Ke Bromo itu,  nyaman nggak kalau ngajakin anak-anak? Apa mesti  memulai perjalanan dari dini hari? Apakah Bromo tetap cantik tanpa sunrise? Kalo tiba di Bromo siang hari, apa yang akan saya temukan di sana?  Banyak yang berbagi kisah, Bromo paling indah saat matahari terbit, hinga rata-rata wisatawan mengunjungi Bromo beberapa saat sebelum pagi tiba dan bakal kembali sebelum tengah hari.  Apa harus seperti itu? 

Beberapa bulan lalu, Pernah saya menulis pada sebuah blogpost, kalau saya  adalah pengagum  keindahan panorama Bromo.  Pengen suatu hari bisa menikmati  keindahan Bromo secara langsung, tapi selalu maju-mundur karena  secara jarak Bromo lumayan jauh dari Jogja.  Mesti pake acara nginep,  dan mesti bawa anak-anak. 
Kok ga pergi sendiri? Klo bukan urusan pekerjaan,  saya berasa aneh klo tiba-tiba mesti pergi sendiri. Jadi kalau bepergian jarak jauh  memang harus barengan dengan Pak Suami, plus anak-anak juga karena kami nggak bakalan tega ninggalin anak-anak di tempat simbah/budenya. Nggak mau ngrepotin juga intinya.

Kompromi, maka itulah yang kami ambil. Meski  kabarnya Bromo lagi dingin-dinginnya, bahkan konon katanya  sering terjadi badai pasir,  tapi karena ngepasi libur sekolah anak-anak dan  urusan kerjaan masih bisa kehandle, akhirnya sisa liburan sekolah kemarin kami pake untuk merefresh otak sebentar, merealisasi niatan ke Bromo.  Bawa dua bocah, 12 tahun dan 6 tahun. 

Tanggal 7 Juli berangkat dari Jogja.  Pak Suami sengaja cuti ngantor beberapa hari.  Moda transportasi yang dipakai?

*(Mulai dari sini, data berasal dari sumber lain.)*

PR #754, opened 2023-03-24
Moved connLock to fix race condition.

AaronH88:

Fixed race condition where 2 nodes with the same id could both establish connections at the same time

Keeping in draft as this change causes tests to fail. I will change the tests in a different PR


shanemcd (approved):
🍰

PR #757, opened 2023-03-27
Added more ciphers to CipherSuite. Refactored how all TLS config is created

AaronH88:

### DIFF
--- a/pkg/backends/tcp.go
+++ b/pkg/backends/tcp.go
@@ -39,6 +39,14 @@ func NewTCPDialer(address string, redial bool, tls *tls.Config, logger *logger.R
 	return &td, nil
 }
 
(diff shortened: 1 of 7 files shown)


pkg/backends/tcp.go
```diff
@@ -227,8 +247,9 @@ func (ns *TCPSession) Close() error {
 // Command line
 // **************************************************************************
 
-// tcpListenerCfg is the cmdline configuration object for a TCP listener.
-type tcpListenerCfg struct {
+//TODO make these fields private
```
AaronH88, line 250: Leaving this as TODO for now as this PR is already 200+ lines of code.

Will make a separate PR refactoring the scope of our fields

shanemcd (approved):
🚀

PR #780, opened 2023-05-09
Respect ctx cancel

TheRealHaoLiu:
I think there's a race condition between controller and receptor

controller see the job finished and try to cancel workunit

receptor does not respect the cancel and continue to do GET to kube apiserver with a dead ctx which cause a very misleading error message
```
client rate limiter Wait returned an error: context canceled
```


AaronH88 (approved):
lgtm

PR #785, opened 2023-05-26
Lay groundwork for mocking and add initial workceptor unit tests

AaronH88:
Addresses issue #796


pkg/workceptor/workceptor.go
```diff
@@ -16,17 +17,29 @@ import (
...
 	"github.com/ansible/receptor/pkg/netceptor"
 	"github.com/ansible/receptor/pkg/randstr"
 	"github.com/ansible/receptor/pkg/utils"
 	"github.com/golang-jwt/jwt/v4"
 )
 
+// Netceptor is a interface to decouple workceptor from netceptor.
+// it includes only the functions that netceptor uses.
+// the interface name is work in progress.
+type Netceptor interface {
```
AaronH88: The golang naming convention for interfaces is to use an `er` postfix, and while this works in most cases `Netceptorer` is difficult to read. 
I originally had the interface name as a name pairing, outlining the interface relationship they represent, however `WorkceptorsNetceptor` while intuitive is overly verbose. 
Other languages have the `i` convention, and while `INetceptor` would be easy to understand, it breaks the golang naming convention and is overly verbose, with `i` and `interface` both being written on the same line.

@shanemcd had the suggestion of using just `Netceptor`. It is the cleanest to look at however, not the most obvious to understand the relationship. The reader needs to understand that in order to call the concrete netceptor then namespace syntax needs to be used, e.g. `netceptor.Netceptor`, and also needs to understand the current package, and that this interface is implemented in the `netceptor` package.

I am leaning toward following Shanes suggestion, and hoping that any readers of the code base will pick up that the `interface` keyword is on this line and understand its special meaning.

pkg/workceptor/workceptor.go
```diff
@@ -16,17 +17,28 @@ import (
...
+	"github.com/ansible/receptor/pkg/logger"
 	"github.com/ansible/receptor/pkg/netceptor"
 	"github.com/ansible/receptor/pkg/randstr"
 	"github.com/ansible/receptor/pkg/utils"
 	"github.com/golang-jwt/jwt/v4"
 )
 
+// NetceptorForWorkceptor is a interface to decouple workceptor from netceptor.
+// it includes only the functions that workceptor uses.
+type NetceptorForWorkceptor interface {
```
AaronH88, line 29: One final suggestion from Shane seems to be the winner, `NetceptorForWorkceptor` will be the new standard we set.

Jalur darat, pake mobil; karena berasa lebih ekonomis dan fleksibel. Butuh istirahat atau mampir-mampir di jalan lebih leluasa daripada menggunakan sarana transportasi umum. Karena Pak Suami nggak mau pegang setir kalau perjalanan jauh,  Brio ditinggal di rumah, milih rental plus sekalian driver. Dari Jogja kami berlima; ada Yusgha yang  beberapa bulan lalu juga nganterin kami ke Batu. Kali inipun kami memilih Malang sebagai persinggahan pertama.

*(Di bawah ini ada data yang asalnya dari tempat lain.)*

PR #786, opened 2023-06-02
Close go routines when context is closed

AaronH88:
This PR addresses potential thread leaking in receptor.

### DIFF
--- a/pkg/controlsvc/controlsvc.go
+++ b/pkg/controlsvc/controlsvc.go
@@ -236,7 +236,7 @@ func (s *Server) RunControlSession(conn net.Conn) {
 				cc, err = ct.InitFromJSON(jsonData)
 			}
 			if err == nil {
-				ctx, cancel := context.WithCancel(context.Background())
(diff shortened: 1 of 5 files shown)


jjwatt (approved):

pkg/controlsvc/controlsvc.go
```diff
@@ -356,6 +356,12 @@ func (s *Server) RunControlSvc(ctx context.Context, service string, tlscfg *tls.
 					if ctx.Err() != nil {
 						return
 					}
+					select {
+					case <-ctx.Done():
```
fosterseth, line 357: ctx.Err() is non-nil when context is closed. does that mean we are covered by the lines just above this select block?

AaronH88: You're correct, the logic will remain the same. Good spot

After looking at it some more I can see online that typically `ctx.Err()` is used when we want to return information on why the context was cancelled. 
In this case, nothing is returned, so I'm wondering if I should replace the `Err()` with the `Done()`, 
Any thoughts?

PR #805, opened 2023-07-17
Add sonarqube workflow for PRs

AaronH88:
Target the devel branch, 
Each new PR to the devel branch will trigger a sonarqube scan.
Sonarqube server being used is a redhat corporate instance and not publicly available.


AaronH88:
Will pivot to sonarcloud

Baca juga : Itinerary 3D2N Wisata ke Malang

Sebelum Menuju Bromo, Kami Memilih Malang Sebagai  Tempat Transit 

Sebenarnya, bisa saja kami langsung ke daerah-daerah seputar Bromo untuk mencari penginapan, tapi kami lebih memilih Malang sebagai jujugan. Pertama, karena di Malang  lebih banyak pilihan penginapan. Trus kedua, cari makanan pun pasti akan lebih mudah dan lebih banyak pilihan, dan alasan berikutnya, suhu di Malang pasti tidak sedingin di Bromo. Ya, kalau buat dua orang dewasa hal-hal  seperti tempat nginep, makanan, suhu udara bisa banget dibikin nyantai, tapi ini merupakan langkah kompromistis dengan kondisi anak-anak yang kadang jadi picky eater saat di tempat baru dan tetep khawatir kalau anak-anak kedinginan.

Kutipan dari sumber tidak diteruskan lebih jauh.